Accessing the databases of Medline, Embase and Cochrane, researchers identified 14 randomized controlled studies and 34 observational papers eligible for inclusion. The primary efficacy outcome was AF recurrence, while major bleedings, vascular complications, phrenic nerve palsy, cardiac tamponade and pericardial effusion were set as safety outcomes.
The pooled sample consisted of 17,592 patients, of whom 9,641 received RF ablation while 7,951 underwent CB ablation. Over a mean follow-up of 14±7 months, 3,766 recurrent AF events were reported, which turned out to be rarer in patients who had received CB ablation (26.9 percent vs 33.3 percent).
This discrepancy translated to a statistically significant difference in risk (relative risk [RR], 0.855, 95 percent confidence interval [CI], 0.779–0.939; p=0.001). This was robust to different subgroup analyses.

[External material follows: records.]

PR #1351, opened 2025-07-15
Integrate Jest in the build

brainbaking:
The JobRunr repository has one JS test that does not run in the CI. It also has no ability to write unit tests for React. In this PR, we will address both issues by relying on:

- SWC for speedy compilation of tests that use ESM instead of CommonJS and JSX, both not easily supported by Node. This allows tests to be run from within an IDE without having to do `NODE_OPTIONS=--experimental-vm-modules` and without having to transpile using babel to fix the JSX problem. see https://swc.rs/docs/usage/jest
- Test Library for React assertions: see https://testing-library.com/docs/queries/bytext/

The `npmRunTest` Gradle task integrates `npm run test` that runs `jest` inside the JVM/CI build chain.

### DIFF
--- a/BuildDockerfile
+++ b/BuildDockerfile
@@ -2,20 +2,21 @@
 FROM maven:3.9.4-eclipse-temurin-21 AS maven-dist
 # build stage for Gradle
 FROM gradle:8.14.2-jdk21 AS gradle-dist
-
 # Main build stage
 FROM eclipse-temurin:21-jdk@sha256:88214b12ef97dcb4d44a96f23043041a78ab08fc035740309f1f0b026ce79940
+
+ARG NODE_VERSION=23.11.0
 
 RUN apt-get update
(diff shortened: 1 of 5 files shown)


brainbaking:
This also adds another step to the CI for basic ASCII JUnit reporting. I made a custom Woodpecker-CI plugin for this, see https://github.com/wgroeneveld/woodpecker-ascii-junit/ that picks up any JUnit XML and displays:

```
| Passed | Failed | Errored | Skipped | Total |
_______________________________________________
| 20     | 5      | 0       | 1       | 1     | 

Total time: 1.378s
```

Including error messages in case tests fail.

Jest tests also generate XML using the [jest-junit xml reporter](https://github.com/jest-community/awesome-jest/blob/main/README.md#reporters). For this to work I had to upgrade the used Node version in the docker build image.

rdehuyss (approved):
LGTM!

PR #1353, opened 2025-07-18
Improve info/error logging related to critical JobRunr lifecycle

wgroeneveld:
When running multiple background job servers, logging is very confusing if something goes wrong (e.g. a server stops/starts/restarts due to a ConcurrentModificationException, ...) because of missing or inconsistent name/ids. 

This tiny 🤏 PR adds a bit of verbosity to the important logger outputs making it easier for users and us to debug what's happening.


rdehuyss (approved):
LGTM!

PR #1367, opened 2025-08-06
Make groovy-json compile only

auloin:


auloin:
> Did you try to publish to maven central with this setting without releasing? This is the only thing I'm worried about.

Just did! All worked (sonatype refused it because I tested with a SNAPSHOT tag).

Moreover, the risk of the combined endpoint of pericardial effusion or cardiac tamponade was significantly lower in the CB group (RR, 0.438, 95 percent CI, 0.335–0.572; p<0.001). Cardiac tamponade alone (RR, 0.582, 95 percent CI, 0.383–0.884; p=0.011) and vascular complications (RR, 0.609, 96 percent CI, 0.482–0.770; p<0.001) were also less like to occur in this group.
On the other hand, CB led to a significant increase in the risk of transient (RR, 7.687; 95 percent CI, 4.875–12.122; p<0.001) and permanent (RR, 1.889, 95 percent CI, 1.057–3.375; p=0.032) phrenic nerve palsy. Both ablation techniques were comparable in terms of major bleedings and deaths.